OT-Need Help, Rod Holder with screws that have worn through the wood
Got a Rod holder were the screws have worn through the wood in the gunnel and are more then stripped. The problem is the manufacturer cut the whole too big with the drill and there was very little wood between the insert pole of the rod holder and the screw that locks it down. After some wear and tear the wood has been worn off and the screws have nothing to bite into. There is no way of fixing it that I know of. The wood is gone and the hole has already been cut. Any thoughts on how to fix? Cutting a new hole and patching the old one is my last option. Thanks,
I think I understand your issue, You can take the rod holder out and fill with in the hole some with an epoxy to make the hole smaller, you can also fill in the screw holes with epoxy and the scews will be able to bite again. You can use west system epoxy with a filler to make a puddy to suit your needs. If the wood has lost its body you can use a product called git-rot which is a thin epoxy that will wick into the loose wood and set up. Also instead of using a wood screw see if you have room for a machined scew so you can use a fender washer and self locking nut on the underside. You can get a #8, #10 or 1/4 inch ovel head machine screw that looks just like a head of a wood screw. YOu may have to use 1 wood screw and be able to use two machine screws. I hope I am on track and my comments are helpful. Good Luck.

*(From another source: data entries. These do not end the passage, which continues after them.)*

PR #9, opened 2019-08-30
Fix coverage reports

michaelkleinhenz:
This fixes the coverage reports..

### DIFF
--- a/make/test.mk
+++ b/make/test.mk
@@ -7,6 +7,5 @@ test: generate
 	@-rm -f $(COV_DIR)/coverage.txt
 	go test -count=1 -coverprofile=$(COV_DIR)/profile.out -covermode=atomic ./...
 ifeq (,$(wildcard $(COV_DIR)/profile.out))
-	cat $(COV_DIR)/profile.out >> $(COV_DIR)/coverage.txt
-	rm $(COV_DIR)/profile.out
+	mv $(COV_DIR)/profile.out $(COV_DIR)/coverage.txt
 endif 
--- a/make/test.mk
+++ b/make/test.mk
@@ -1,4 +1,12 @@
+COV_DIR = coverage
+
 .PHONY: test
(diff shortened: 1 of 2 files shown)


make/test.mk
```diff
@@ -1,4 +1,18 @@
...
 ## runs all tests with bundles assets
 test: generate
-	go test -count=1 ./...
+	# test the test package seperately, no coverage report
+	go test -count=1 ./test
+	# test the rest of the code, with coverage report	
+	@-mkdir -p $(COV_DIR)
+	@-rm -f $(COV_DIR)/coverage.txt
+	@-for d in $(GOPKGS) ; do \
+	  go test -coverprofile=profile.out -covermode=atomic -coverpkg=$$GOPKGS $$d ; \
```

Many years ago, my uncle repaired the binding on my water skis by stuffing wooden toothpicks into the hole where the wood had been worn by the screw. He put the screw back in and it "bit" on one side to the toothpicks and on the other to the remaining wood on the ski. Friction was enough to hold the toothpick side in place. I used the skis for several years after that.
Since then, I have applied the same trick when screws have pulled - using sections of thin wooden dowels instead of toothpicks. I usually use some wood glue to help the dowel section to stay in place in the screw hole.
You can fix the problem easily by installing a stainless backing plate. The plate goes on the underside of the gunnel and use nuts and bolts to secure in place.
If you call me at (410)913-1249 give me the width and legnth desired I'll cut 1 or more for you.
I had the same problem. Install a SS backing plate under the gunnel for all of your holders. If one has this problem, it's only a matter of time before others fail.
Ragnad hit the nail on the head as far as what I was thinking for fixing the broken one. I looked at the other ones and they are starting to go too. Had used a planer in this holder so I'm sure thats what happened. Back plates it is. Just don't know how to get them in since the gunnel is glassed in. Thanks again,
Whazup Car? You may want to let them know you don't have access to the backside of your gunnels. If you did you would have used machine screws w/nuts and washers instead of wood screws.
Carson:
You can add an access hatch for easy access. I have had to do the same in the past to access a line on my old boat. It makes life a lot easier.
I second the west system, then install the backing plate, especially anywhere you might put a planer. Lots of stress from planers eat up a gunnell pretty quick.
I use epoxy putty to repair screw holes on doors, cabinet doors, etc when I have to move them over 1/16th of an inch. It comes in marine grade, and becomes drillable, screwable, etc. It is usually as simple as kneading some, filling the hole, and screwing it.
If I need to pour epoxy into a rotten area or similar that will not hold the liquid long enough for it to set, I use 1-minute epoxy (such as bought at Home depot, in the syringe with the self-mixing tip) to fill the holes and crevasses, before pouring a longer setting epoxy.
(this probably wont be the answer, but I just figured id share what works well with cabinet doors, rotten gates, etc)
Last edited by Fishwagon.; 10-18-2007 at 11:52 AM.